Fire-response team meets industrial fires head on

The threat of fire is always present. Environmental and mechanical factors can spark a fire when you least expect it. Particularly harrowing are industrial fires, where heavy equipment, large storage tanks or even entire facilities can catch fire, and escalate quickly into a large-scale event. As circumstances evolve during an industrial fire event, so must the tactics and equipment used to fight it. For the Williams Fire & Hazard Control Response Team, these decisions begin with the initial call.

As a global leader in fire suppression and response services, and part of Tyco Fire Protection Products, Williams Fire & Hazard Control (WF&HC) has successfully responded to over 200 industrial fires since the company’s founding in 1980. The organization also provides a full line of emergency response equipment, including specialty foam nozzles, high-flow transportable firewater pumps, foam concentrates and portable fire equipment.
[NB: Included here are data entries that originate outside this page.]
PR #1077, opened 2026-09-16
refactor(sync): own download window and stager together

### LINKED ISSUE #1075: refactor sync body state under a single owner
## Problem

PR #1071 exposed a structural problem in block sync: `BlockStager` and `DownloadWindow` are separate mutable states, but many of their transitions are actually one invariant.

Today callers must manually keep them synchronized, for example:

```rust
self.block_stager.lock().retire_applied(&hash);
self.download_window.lock().drop_for_retry(&hash);
```

Similar paired mutations exist for receive, retry, expiry, reorg, and malformed-body handling. This spreads ownership across `sync/receive.rs`, `sync/branches.rs`, commit/apply paths, and peer handling, and makes lock ordering part of correctness.

The goal of this issue is deliberately narrow: establish a single owner for block-body download/staging state without changing behavior.

## Proposed first step

Introduce a node-owned state object, e.g.:

```rust
struct BodySyncState {
    window: DownloadWindow,
    stager: BlockStager,
}
```

and replace the separate `BlockSync` fields:

```rust
download_window: Mutex<DownloadWindow>,
block_stager: Mutex<BlockStager>,
```

with one owner:

```rust
body_sync: Mutex<BodySyncState>,
```

At this stage it is acceptable for existing code to access `body_sync.window` and `body_sync.stager` internally. The important change is that their lifetime and lock ownership become explicit and shared.

## Scope

- Introduce `BodySyncState` owned by `BlockSync`.
- Move `DownloadWindow` and `BlockStager` under that state.
- Replace direct access to the old separate mutexes.
- Preserve existing scheduling, staging, retry, stall, peer-blame, and reorg behavior.
- Keep current tests and invariants green.

## Non-goals

Do **not** combine this with broader architectural cleanup yet:

- no `p2p -> node::sync::body` module move in this issue;
- no `InboundBlock -> BoundBlock` admission redesign;
- no `WindowApplyDisposition` redesign;
- no consensus behavior changes;
- no new retry or peer-disconnect policy.

Those should be follow-up work after ownership is centralized.

## Follow-up direction

Once the single owner exists, paired mutations can be replaced incrementally with semantic operations such as:

```rust
accept_body(...)
reject_body(...)
retire_applied(...)
expire_staged(...)
drop_for_retry(...)
```

That should let `sync/receive.rs` and reorg handling stop knowing the internal coordination rules between staging and download state.

## Why start here

The main problem exposed by #1071 is not file placement but distributed mutation. Moving files first would create import churn while preserving the same ownership problem. Establishing one state owner is the smallest behavior-preserving step that makes later cleanup safer and more mechanical.

gosunuts:
Closes #1075.

Move DownloadWindow and BlockStager under one node-owned BodySyncState mutex. Keep P2P policy in the existing components, preserve the sync flow, and update call sites and existing tests for the shared lock.

Static verification: `cargo check --locked -p bitcoin-rs-node --tests --no-default-features --features fjall`; `cargo clippy --locked -p bitcoin-rs-node --all-targets --no-default-features --features fjall -- -D warnings`.

Tests were not run locally per request.

---
## Summary by cubic
Closes #1075. `DownloadWindow` and `BlockStager` previously took separate locks; they now share one `BodySyncState` mutex so the coupled download and staged-body state is always updated together. Sync flow, behavior, and P2P ownership policy are unchanged; call sites and tests lock the shared state. The merge also kept the `BlockSync` executor in `p2p` after main moved it, leaving node as only the chain seam.

<sup>Written for commit 8a1642141bc294c25a202f09e0bb4a2a60c3b2c9. Summary will update on new commits.</sup>

<a href="https://cubic.dev/pr/gosuda/bitcoin-rs/pull/1077?utm_source=github" target="_blank" rel="noopener noreferrer" data-no-image-dialog="true"><picture><source media="(prefers-color-scheme: dark)" srcset="https://www.cubic.dev/buttons/review-in-cubic-dark.svg"><source media="(prefers-color-scheme: light)" srcset="https://www.cubic.dev/buttons/review-in-cubic-light.svg">Review in cubic</picture></a>


crates/node/src/sync/headers.rs
```diff
@@ -196,7 +197,6 @@ impl BlockSync {
         };
         let target_height = u32::try_from(target_height).unwrap_or(0);
         let now = Instant::now();
-        let _window = self.download_window.lock();
```
gosunuts, line 199: This guard was doing more than protecting `DownloadWindow`: it also serialized `send_getheaders()` against `on_peer_ready()`'s same-address scheduler reset. Without an identity-bound replacement, an old connection can send, a replacement can become ready and observe no pending entry, then the old path can publish a stale address-only `pending_getheaders` entry afterward. Please make the send + pending publication atomic with respect to connection identity, e.g. by using the lease's `PeerSource` under `PeerTable::with_current`, and add a same-address replacement regression test.

gosunuts (commented):
The ownership refactor itself looks good and matches #1075, but there is one behavior regression to fix before merge.

Removing the old `download_window` guard from `send_getheaders()` also removed the serialization around sending the request and publishing `pending_getheaders`. A same-address replacement can become ready after the old connection sends but before the pending entry is stored; `on_peer_ready()` then sees nothing to clear, and the stale address-scoped pending entry is published afterward. The replacement can be suppressed until `HEADER_REQUEST_TIMEOUT` even though it never received that request.

Please make the send + pending-state publication connection-identity-safe, preferably by carrying the lease/source and performing both under `PeerTable::with_current`, and add a regression test for replacement between send and pending publication.

I don't consider the broader shared-mutex contention concern merge-blocking for this narrow ownership refactor.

All are tools used by the WF&HC response team when responding to industrial fires around the globe – developed by firefighters, for firefighters. In addition, the experienced response team provides facility evaluations for emergency response readiness and on-site training for in-house response teams. From its inception, WF&HC has been on the forefront of fire suppression product design, tactical response and crisis control and mitigation, enabling the company to respond to serious industrial events that few other organizations are qualified to handle.

Headquartered in Port Arthur, Texas, WF&HC is often tapped to respond to regional emergencies like a recent seal fire in south central Texas. Although the fire was quickly extinguished, WF&HC remained on site to monitor the threat of remaining fuel reigniting until the affected tank was emptied. In another instance, WF&HC responded to a fire in a grain silo, supplying the manpower and equipment necessary to bring the highly combustible fire under control.

Once the call about an industrial fire comes in, the WF&HC response team sizes up the emergency by gathering all of the information possible, then mobilizes a response team for duty. The variety of industrial fires never allows WF&HC to rest for long. The team fights major fires every few months – sometimes traveling to far-off places like Turkey and the Amazon to combat international industrial disasters.

That was the case last August, when WF&HC was called to respond to an emergency at a storage terminal in Central America. Chauncey Naylor, (Director of Emergency Response and Training), took the initial phone call around 9 p.m. on August 17. Authorities reported a seal fire on a 150-foot fuel tank, which is capable of holding 144,000 barrels of crude. Within four hours, the seal fire had turned into a full surface tank fire.

Due to the unpredictable nature of industrial fires, preparation is essential.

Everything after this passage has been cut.